**ASSIGNMENT:** From the data below, return the exact lines starting at the line containing "PR #2383, opened 2017-08-23" and ending at the line containing "layout/reflow (for a", both included, and nothing else.

___ PROVIDED INFORMATION

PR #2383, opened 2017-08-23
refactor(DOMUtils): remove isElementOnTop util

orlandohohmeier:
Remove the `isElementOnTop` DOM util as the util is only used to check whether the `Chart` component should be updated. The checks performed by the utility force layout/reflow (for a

______
___ PROVIDED INFORMATION

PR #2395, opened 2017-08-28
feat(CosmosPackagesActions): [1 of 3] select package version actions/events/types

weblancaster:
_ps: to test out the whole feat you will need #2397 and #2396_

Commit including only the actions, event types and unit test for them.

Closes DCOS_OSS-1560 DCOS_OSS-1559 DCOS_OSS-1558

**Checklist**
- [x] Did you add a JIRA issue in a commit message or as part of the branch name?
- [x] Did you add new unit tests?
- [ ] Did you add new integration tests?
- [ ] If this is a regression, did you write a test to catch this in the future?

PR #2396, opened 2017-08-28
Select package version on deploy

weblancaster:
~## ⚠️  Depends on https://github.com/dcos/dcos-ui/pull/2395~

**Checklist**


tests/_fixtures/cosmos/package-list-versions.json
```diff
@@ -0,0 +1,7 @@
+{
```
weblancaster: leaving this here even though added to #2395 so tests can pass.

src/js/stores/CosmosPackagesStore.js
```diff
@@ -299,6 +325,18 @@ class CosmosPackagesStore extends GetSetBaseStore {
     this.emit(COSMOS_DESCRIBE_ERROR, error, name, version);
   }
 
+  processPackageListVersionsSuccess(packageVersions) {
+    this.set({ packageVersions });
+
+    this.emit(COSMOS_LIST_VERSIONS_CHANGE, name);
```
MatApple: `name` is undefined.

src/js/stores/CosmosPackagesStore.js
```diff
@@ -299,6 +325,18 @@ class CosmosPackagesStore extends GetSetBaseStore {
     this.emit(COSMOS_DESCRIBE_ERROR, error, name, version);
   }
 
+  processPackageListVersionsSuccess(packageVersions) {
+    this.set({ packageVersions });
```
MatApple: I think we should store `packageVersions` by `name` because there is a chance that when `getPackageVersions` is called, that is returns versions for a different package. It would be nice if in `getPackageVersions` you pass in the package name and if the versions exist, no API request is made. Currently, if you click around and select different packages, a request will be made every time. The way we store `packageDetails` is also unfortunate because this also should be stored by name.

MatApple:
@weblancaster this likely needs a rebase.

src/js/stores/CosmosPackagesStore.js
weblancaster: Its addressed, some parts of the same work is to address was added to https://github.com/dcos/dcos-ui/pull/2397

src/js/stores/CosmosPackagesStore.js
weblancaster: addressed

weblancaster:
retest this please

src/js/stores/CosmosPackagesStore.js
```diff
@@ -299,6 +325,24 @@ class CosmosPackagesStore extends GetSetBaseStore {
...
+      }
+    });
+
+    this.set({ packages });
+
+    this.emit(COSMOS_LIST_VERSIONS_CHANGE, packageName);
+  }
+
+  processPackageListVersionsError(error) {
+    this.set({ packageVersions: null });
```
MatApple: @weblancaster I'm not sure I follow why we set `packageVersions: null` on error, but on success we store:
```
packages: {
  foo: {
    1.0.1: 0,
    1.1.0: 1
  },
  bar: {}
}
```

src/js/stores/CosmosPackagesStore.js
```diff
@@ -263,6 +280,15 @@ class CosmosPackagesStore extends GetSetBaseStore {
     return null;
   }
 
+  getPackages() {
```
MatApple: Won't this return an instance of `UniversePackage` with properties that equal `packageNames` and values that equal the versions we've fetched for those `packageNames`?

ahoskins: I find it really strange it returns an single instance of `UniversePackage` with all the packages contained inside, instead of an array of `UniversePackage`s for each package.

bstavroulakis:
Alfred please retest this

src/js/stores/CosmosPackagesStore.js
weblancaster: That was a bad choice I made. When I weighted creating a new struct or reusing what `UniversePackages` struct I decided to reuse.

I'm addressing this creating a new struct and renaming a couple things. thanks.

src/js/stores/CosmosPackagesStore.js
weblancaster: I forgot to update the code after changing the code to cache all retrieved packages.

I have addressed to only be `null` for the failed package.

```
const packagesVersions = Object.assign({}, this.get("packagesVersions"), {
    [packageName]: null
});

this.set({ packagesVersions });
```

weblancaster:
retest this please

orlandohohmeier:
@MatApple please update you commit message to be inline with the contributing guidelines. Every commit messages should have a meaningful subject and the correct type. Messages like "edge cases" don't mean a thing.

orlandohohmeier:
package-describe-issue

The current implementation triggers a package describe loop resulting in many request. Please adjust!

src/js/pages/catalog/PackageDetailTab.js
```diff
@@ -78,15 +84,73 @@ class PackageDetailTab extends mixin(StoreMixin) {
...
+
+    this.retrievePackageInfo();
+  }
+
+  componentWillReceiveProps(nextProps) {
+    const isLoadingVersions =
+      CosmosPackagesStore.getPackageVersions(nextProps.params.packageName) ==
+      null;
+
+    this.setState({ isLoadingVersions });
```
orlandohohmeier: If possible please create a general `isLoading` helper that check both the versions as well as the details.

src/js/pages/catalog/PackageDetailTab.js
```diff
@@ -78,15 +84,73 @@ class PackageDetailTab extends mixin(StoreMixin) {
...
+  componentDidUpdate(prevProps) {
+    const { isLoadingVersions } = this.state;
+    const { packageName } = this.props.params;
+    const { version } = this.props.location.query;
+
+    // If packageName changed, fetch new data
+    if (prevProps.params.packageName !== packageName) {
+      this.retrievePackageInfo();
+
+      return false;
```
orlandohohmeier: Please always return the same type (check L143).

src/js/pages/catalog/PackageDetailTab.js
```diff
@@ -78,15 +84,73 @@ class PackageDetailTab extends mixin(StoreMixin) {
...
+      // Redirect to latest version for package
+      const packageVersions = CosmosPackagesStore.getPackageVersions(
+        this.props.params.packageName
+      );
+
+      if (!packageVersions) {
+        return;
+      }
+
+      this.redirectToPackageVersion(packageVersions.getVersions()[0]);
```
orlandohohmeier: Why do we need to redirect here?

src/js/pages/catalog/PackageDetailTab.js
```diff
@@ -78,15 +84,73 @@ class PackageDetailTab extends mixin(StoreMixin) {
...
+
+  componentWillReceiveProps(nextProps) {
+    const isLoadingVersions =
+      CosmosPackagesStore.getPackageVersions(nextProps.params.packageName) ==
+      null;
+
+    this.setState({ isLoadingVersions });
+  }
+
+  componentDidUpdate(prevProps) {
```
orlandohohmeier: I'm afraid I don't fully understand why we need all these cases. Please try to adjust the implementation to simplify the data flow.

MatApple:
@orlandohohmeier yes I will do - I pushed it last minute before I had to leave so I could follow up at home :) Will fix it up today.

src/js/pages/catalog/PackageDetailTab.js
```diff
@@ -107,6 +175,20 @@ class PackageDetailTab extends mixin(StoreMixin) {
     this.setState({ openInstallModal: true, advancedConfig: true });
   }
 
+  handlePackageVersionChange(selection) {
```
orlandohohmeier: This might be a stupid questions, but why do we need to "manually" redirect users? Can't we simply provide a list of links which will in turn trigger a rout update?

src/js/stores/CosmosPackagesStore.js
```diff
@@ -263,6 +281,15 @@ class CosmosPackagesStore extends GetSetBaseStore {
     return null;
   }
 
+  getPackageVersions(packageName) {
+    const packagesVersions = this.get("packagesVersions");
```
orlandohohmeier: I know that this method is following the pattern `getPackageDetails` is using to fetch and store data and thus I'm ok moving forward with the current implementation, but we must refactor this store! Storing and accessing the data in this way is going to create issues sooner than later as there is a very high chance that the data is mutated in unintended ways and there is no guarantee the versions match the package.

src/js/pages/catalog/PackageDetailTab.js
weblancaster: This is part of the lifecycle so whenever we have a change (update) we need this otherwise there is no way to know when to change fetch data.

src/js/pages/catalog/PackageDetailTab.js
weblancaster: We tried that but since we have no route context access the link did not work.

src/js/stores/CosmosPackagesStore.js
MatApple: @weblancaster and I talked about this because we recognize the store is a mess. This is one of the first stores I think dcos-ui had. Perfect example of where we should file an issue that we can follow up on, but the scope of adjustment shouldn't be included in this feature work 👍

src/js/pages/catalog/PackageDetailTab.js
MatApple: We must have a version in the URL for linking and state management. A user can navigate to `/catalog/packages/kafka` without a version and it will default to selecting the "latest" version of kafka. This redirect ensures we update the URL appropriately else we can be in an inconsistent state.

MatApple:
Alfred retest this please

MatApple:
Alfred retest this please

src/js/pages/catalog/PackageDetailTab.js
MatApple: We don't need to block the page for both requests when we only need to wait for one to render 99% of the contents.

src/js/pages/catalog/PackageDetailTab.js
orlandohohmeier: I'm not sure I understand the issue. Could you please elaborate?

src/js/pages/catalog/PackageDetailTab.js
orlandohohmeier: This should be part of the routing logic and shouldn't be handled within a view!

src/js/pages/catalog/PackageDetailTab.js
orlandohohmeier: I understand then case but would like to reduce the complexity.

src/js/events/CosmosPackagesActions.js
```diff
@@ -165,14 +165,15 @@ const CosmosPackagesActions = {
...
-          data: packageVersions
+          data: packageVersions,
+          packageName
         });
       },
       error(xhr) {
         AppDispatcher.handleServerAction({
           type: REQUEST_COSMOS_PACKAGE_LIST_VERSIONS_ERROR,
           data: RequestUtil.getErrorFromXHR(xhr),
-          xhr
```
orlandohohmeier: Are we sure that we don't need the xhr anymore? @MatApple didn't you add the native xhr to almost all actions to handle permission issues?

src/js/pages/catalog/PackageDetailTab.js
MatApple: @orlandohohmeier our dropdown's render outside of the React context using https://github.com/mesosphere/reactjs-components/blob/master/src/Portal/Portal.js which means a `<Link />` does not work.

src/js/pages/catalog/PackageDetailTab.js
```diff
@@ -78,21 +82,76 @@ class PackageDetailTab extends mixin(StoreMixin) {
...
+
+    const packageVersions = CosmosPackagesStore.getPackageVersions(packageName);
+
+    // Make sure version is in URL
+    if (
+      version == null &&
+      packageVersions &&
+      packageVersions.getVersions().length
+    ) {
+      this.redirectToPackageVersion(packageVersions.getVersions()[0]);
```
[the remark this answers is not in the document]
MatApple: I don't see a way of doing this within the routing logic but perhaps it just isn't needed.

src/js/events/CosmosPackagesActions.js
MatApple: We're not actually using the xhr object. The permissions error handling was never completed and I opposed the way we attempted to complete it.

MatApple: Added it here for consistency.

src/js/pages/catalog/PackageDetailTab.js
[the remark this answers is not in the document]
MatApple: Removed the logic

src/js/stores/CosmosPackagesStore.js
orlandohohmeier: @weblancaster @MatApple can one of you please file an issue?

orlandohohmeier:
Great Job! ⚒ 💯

______
___ PROVIDED INFORMATION

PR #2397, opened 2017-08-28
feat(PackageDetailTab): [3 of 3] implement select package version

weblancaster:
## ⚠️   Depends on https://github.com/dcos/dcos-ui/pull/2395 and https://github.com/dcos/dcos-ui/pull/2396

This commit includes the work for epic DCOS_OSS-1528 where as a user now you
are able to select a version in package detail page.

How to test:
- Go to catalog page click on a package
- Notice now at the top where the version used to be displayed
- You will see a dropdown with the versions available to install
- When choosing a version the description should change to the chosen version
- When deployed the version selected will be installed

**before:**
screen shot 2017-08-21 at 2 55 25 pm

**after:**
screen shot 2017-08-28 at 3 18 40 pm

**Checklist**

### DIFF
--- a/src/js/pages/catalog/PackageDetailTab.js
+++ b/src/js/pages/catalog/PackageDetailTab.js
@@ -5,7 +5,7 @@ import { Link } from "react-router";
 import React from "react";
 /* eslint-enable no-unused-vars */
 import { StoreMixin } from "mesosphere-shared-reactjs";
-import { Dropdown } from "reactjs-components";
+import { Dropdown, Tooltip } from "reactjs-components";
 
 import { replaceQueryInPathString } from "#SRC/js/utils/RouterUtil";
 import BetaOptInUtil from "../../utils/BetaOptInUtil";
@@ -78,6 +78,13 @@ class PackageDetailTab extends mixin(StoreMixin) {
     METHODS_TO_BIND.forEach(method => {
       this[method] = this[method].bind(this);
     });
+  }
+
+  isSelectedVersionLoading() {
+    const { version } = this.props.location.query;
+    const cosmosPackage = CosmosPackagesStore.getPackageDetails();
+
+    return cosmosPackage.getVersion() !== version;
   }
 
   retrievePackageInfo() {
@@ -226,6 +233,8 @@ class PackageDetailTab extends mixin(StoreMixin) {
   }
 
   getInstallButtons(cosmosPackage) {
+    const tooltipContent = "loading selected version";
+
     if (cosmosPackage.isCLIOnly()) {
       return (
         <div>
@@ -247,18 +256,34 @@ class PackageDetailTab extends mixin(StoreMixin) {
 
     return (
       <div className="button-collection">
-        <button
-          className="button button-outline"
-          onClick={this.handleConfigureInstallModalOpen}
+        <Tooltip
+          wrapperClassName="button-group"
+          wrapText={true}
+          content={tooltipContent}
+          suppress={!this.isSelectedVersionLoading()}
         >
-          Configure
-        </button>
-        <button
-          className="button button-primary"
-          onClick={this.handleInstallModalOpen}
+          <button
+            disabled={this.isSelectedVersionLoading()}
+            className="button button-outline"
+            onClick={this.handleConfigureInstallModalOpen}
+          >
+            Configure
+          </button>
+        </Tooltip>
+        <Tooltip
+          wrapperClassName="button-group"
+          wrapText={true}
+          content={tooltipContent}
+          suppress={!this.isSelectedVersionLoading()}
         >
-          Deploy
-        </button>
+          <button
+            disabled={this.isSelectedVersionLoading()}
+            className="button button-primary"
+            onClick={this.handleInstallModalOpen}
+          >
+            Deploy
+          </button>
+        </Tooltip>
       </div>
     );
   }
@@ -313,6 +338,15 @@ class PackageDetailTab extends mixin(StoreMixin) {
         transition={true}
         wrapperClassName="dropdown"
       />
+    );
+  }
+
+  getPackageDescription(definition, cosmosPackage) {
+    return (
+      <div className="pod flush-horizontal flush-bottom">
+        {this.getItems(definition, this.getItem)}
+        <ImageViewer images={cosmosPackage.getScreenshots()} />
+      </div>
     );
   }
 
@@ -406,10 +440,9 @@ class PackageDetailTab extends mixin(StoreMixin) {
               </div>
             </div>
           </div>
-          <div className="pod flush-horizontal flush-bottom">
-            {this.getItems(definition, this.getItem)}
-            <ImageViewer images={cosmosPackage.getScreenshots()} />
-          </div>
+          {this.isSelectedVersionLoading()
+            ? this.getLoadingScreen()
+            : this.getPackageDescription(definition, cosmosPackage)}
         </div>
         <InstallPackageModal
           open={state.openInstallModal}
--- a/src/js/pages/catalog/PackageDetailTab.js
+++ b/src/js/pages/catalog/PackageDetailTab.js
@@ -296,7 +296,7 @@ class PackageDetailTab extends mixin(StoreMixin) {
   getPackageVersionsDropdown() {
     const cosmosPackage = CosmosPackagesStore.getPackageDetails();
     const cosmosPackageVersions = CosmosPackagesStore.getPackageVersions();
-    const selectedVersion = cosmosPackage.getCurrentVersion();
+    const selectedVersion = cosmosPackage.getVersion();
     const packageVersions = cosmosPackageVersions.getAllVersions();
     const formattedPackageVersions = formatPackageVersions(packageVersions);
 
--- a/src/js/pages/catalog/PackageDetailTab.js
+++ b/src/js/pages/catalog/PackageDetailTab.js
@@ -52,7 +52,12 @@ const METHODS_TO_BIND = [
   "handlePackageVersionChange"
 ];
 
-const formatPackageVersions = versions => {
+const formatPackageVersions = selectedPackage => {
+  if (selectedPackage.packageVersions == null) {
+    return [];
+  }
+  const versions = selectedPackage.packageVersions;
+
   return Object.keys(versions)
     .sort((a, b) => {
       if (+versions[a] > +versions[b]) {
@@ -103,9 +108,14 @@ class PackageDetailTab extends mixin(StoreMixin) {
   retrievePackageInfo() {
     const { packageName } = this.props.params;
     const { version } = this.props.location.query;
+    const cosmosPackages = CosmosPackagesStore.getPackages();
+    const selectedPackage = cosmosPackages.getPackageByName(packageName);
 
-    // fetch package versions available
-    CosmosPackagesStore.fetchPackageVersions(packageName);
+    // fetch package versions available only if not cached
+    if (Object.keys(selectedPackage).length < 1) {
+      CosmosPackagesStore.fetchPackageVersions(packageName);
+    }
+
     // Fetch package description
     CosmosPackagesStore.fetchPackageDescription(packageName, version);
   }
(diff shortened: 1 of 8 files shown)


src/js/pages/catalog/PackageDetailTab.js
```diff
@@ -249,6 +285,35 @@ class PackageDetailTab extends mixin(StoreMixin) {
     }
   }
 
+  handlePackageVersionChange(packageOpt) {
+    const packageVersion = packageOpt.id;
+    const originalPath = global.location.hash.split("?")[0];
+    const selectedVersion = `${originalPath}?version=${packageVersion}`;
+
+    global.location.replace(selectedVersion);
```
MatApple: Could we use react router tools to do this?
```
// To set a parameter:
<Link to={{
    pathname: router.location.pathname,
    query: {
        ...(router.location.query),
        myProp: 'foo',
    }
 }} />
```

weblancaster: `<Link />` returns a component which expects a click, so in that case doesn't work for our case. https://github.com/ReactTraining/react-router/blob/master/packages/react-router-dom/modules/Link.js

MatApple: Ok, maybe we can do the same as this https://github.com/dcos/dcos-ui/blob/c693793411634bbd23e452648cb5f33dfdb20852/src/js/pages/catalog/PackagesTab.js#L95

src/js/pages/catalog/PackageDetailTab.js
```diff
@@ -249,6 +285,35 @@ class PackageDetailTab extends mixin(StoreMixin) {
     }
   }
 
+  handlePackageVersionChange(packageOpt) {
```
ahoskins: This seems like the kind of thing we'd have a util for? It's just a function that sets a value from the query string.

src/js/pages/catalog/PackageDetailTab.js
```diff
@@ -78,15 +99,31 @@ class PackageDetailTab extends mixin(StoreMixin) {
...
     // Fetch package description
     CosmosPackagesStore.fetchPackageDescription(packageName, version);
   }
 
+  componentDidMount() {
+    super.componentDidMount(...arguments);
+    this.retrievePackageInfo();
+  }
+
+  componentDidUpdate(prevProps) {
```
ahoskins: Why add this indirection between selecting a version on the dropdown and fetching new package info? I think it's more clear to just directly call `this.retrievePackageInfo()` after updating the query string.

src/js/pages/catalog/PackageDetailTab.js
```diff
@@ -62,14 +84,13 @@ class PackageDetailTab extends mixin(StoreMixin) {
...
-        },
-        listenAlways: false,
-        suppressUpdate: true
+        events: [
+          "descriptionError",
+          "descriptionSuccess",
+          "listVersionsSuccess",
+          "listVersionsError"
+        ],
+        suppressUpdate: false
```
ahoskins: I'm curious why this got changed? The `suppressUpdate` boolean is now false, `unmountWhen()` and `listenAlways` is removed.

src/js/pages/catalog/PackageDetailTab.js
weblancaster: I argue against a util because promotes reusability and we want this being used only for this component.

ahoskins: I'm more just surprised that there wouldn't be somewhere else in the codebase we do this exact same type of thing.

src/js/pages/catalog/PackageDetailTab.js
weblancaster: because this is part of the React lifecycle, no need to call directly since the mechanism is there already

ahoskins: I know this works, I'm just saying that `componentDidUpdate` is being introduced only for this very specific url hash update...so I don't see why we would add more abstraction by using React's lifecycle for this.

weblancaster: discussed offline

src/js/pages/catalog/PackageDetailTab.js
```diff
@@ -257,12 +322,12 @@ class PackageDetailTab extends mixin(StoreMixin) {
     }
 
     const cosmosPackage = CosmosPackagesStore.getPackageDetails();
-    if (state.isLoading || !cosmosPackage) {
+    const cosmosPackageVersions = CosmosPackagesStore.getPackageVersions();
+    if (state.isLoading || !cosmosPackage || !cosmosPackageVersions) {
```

______

**COMPLETED TASK:**
PR #2383, opened 2017-08-23
refactor(DOMUtils): remove isElementOnTop util

orlandohohmeier:
Remove the `isElementOnTop` DOM util as the util is only used to check whether the `Chart` component should be updated. The checks performed by the utility force layout/reflow (for a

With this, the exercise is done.